Reproduce exactly the lines below, from the first through the one containing "pointing that out !", and nothing more.

[Dataset entries]
.....

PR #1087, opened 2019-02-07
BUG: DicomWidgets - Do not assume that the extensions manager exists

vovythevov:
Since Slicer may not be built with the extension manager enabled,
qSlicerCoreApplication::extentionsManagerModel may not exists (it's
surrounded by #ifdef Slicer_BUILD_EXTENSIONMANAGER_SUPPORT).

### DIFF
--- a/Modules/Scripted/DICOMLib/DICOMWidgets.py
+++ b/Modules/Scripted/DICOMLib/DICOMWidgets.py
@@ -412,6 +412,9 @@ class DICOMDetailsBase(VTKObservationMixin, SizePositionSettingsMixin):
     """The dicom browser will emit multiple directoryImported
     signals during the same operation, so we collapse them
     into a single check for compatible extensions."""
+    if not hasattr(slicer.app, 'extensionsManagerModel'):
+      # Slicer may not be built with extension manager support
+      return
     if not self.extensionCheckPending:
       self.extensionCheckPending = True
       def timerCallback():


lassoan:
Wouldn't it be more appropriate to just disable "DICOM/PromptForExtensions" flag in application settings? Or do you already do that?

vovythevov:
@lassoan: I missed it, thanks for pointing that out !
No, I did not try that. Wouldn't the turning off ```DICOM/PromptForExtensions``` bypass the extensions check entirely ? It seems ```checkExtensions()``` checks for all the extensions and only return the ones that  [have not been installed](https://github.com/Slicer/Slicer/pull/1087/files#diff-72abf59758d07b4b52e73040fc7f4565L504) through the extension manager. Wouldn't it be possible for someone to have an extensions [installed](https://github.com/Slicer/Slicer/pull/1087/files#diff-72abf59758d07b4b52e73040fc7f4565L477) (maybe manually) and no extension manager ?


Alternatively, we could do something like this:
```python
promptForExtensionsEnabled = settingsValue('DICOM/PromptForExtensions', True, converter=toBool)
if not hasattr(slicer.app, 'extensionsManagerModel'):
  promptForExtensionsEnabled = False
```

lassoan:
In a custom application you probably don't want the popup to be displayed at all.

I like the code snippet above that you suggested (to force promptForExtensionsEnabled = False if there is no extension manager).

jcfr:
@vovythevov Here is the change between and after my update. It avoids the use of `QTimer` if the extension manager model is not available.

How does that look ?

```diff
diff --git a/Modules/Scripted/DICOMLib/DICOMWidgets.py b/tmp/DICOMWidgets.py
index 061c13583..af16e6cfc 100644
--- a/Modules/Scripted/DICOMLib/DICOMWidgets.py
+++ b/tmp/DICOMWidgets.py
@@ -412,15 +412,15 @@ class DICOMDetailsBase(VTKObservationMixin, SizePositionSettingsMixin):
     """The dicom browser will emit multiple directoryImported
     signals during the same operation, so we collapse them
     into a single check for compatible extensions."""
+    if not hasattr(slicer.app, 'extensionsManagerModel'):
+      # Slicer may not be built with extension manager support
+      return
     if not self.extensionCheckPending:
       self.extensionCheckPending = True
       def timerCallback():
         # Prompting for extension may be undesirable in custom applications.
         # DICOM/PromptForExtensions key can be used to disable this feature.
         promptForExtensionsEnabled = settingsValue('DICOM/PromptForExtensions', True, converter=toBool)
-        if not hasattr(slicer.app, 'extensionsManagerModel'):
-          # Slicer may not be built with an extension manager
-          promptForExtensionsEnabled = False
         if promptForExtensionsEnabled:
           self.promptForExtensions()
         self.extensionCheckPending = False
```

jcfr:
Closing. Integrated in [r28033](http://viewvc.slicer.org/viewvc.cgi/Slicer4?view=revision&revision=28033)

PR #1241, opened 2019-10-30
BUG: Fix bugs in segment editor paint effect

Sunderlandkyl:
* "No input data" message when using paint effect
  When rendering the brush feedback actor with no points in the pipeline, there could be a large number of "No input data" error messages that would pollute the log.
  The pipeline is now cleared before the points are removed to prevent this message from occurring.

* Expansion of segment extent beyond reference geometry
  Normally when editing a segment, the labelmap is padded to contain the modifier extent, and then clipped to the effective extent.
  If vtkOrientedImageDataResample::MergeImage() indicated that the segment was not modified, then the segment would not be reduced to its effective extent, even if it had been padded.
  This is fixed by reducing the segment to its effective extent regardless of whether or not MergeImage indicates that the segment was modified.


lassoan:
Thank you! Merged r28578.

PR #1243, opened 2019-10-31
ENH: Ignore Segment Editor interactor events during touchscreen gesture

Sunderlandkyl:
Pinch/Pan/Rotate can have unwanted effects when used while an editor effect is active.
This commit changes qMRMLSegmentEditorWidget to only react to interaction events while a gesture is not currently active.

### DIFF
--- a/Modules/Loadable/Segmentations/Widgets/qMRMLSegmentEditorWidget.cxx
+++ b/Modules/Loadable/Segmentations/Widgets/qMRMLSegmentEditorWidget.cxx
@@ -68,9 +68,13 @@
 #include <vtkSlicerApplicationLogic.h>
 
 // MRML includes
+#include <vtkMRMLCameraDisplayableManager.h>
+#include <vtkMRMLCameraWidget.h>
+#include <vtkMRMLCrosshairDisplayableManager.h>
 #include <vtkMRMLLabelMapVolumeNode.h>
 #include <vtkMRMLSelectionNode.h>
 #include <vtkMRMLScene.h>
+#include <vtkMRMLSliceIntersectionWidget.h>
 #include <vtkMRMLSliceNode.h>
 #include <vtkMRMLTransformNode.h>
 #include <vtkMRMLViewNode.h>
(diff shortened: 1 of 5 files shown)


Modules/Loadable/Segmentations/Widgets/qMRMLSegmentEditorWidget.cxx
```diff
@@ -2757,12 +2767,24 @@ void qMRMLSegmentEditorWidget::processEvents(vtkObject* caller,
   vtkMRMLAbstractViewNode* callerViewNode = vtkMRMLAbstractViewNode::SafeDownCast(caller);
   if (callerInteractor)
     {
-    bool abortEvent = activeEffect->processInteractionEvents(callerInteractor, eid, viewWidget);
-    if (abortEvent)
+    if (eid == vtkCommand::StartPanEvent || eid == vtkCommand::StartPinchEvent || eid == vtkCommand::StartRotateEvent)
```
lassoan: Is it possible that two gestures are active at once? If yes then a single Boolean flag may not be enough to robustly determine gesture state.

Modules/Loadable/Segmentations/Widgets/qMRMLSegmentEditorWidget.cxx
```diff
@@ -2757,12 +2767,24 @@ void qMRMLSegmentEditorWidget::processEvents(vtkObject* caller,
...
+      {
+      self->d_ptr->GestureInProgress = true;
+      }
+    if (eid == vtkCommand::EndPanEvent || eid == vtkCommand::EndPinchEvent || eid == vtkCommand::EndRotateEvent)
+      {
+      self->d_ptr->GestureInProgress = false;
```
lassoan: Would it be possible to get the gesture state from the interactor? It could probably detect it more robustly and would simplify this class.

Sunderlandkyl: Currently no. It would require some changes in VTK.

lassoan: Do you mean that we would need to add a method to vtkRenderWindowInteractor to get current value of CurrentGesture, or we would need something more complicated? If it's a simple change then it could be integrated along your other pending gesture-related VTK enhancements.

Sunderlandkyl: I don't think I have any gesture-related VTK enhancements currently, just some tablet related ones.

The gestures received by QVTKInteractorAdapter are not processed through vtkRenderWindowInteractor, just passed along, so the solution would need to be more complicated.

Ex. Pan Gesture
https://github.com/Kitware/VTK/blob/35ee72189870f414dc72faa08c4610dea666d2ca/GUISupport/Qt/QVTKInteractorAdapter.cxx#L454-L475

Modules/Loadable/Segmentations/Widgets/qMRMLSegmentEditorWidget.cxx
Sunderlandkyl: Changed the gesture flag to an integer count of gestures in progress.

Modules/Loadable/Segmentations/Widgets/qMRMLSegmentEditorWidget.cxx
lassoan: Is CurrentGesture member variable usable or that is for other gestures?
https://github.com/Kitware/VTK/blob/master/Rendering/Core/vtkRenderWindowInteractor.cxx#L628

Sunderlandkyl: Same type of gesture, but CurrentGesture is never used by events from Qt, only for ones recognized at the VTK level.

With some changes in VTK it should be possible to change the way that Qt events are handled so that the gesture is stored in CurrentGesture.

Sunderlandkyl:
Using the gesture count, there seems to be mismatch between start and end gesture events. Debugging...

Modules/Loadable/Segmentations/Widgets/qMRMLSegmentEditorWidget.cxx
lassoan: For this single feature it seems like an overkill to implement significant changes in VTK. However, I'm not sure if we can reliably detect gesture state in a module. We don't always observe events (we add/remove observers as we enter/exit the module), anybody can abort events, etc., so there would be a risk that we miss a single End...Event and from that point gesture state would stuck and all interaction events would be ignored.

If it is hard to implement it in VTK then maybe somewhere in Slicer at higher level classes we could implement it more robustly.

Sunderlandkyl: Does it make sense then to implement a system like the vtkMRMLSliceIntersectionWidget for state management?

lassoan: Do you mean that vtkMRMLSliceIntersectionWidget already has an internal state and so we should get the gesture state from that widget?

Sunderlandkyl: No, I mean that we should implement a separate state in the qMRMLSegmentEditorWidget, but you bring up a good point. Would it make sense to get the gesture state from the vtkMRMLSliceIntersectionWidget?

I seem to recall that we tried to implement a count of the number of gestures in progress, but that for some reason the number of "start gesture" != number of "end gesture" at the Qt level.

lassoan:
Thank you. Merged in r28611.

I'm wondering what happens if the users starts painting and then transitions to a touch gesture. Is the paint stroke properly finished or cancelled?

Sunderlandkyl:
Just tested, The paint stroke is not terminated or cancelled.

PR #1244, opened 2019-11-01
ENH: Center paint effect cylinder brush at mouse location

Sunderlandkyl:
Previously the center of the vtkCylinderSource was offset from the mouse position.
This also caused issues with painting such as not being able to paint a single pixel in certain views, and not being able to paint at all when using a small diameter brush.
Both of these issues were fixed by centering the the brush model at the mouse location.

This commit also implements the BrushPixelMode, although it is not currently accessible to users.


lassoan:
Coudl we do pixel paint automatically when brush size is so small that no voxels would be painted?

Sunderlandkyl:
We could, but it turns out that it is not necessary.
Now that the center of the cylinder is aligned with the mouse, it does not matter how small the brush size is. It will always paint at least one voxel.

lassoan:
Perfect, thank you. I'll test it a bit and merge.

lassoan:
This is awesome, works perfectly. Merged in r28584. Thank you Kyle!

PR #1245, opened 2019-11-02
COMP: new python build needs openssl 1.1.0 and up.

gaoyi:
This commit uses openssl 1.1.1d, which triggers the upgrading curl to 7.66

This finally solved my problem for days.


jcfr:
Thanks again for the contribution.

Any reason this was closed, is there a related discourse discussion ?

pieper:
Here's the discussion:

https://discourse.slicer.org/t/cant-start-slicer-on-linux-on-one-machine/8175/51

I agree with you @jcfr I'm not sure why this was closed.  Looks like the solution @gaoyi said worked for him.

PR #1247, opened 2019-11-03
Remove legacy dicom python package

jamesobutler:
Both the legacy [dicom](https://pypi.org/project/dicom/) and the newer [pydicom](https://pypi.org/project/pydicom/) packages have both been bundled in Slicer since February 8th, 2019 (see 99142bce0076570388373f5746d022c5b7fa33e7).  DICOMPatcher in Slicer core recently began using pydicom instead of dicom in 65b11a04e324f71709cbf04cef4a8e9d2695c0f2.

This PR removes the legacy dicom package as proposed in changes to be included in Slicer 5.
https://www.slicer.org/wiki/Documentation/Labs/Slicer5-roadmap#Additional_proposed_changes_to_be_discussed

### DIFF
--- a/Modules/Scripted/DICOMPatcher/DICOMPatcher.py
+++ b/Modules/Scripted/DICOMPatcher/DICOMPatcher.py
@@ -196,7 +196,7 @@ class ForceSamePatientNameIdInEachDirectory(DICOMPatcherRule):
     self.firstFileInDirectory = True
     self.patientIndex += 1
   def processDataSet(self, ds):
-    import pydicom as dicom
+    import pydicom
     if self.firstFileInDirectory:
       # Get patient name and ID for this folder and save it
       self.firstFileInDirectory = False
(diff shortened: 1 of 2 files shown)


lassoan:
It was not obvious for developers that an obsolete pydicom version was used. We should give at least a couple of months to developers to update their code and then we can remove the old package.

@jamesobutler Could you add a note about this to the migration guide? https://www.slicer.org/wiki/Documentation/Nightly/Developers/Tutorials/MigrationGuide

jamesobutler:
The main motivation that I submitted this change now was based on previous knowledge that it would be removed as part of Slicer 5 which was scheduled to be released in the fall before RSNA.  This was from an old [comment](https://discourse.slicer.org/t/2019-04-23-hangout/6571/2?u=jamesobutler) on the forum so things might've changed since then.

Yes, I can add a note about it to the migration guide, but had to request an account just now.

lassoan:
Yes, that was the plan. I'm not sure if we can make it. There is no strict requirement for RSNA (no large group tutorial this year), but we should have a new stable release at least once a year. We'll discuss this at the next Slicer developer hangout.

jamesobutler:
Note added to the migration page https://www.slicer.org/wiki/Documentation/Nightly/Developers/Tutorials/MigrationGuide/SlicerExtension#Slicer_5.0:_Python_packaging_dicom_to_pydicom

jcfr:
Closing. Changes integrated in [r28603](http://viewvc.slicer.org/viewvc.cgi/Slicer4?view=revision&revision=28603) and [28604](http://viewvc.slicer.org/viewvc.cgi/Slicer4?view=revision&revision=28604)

.....

Worked solution:
PR #1087, opened 2019-02-07
BUG: DicomWidgets - Do not assume that the extensions manager exists

vovythevov:
Since Slicer may not be built with the extension manager enabled,
qSlicerCoreApplication::extentionsManagerModel may not exists (it's
surrounded by #ifdef Slicer_BUILD_EXTENSIONMANAGER_SUPPORT).

### DIFF
--- a/Modules/Scripted/DICOMLib/DICOMWidgets.py
+++ b/Modules/Scripted/DICOMLib/DICOMWidgets.py
@@ -412,6 +412,9 @@ class DICOMDetailsBase(VTKObservationMixin, SizePositionSettingsMixin):
     """The dicom browser will emit multiple directoryImported
     signals during the same operation, so we collapse them
     into a single check for compatible extensions."""
+    if not hasattr(slicer.app, 'extensionsManagerModel'):
+      # Slicer may not be built with extension manager support
+      return
     if not self.extensionCheckPending:
       self.extensionCheckPending = True
       def timerCallback():


lassoan:
Wouldn't it be more appropriate to just disable "DICOM/PromptForExtensions" flag in application settings? Or do you already do that?

vovythevov:
@lassoan: I missed it, thanks for pointing that out !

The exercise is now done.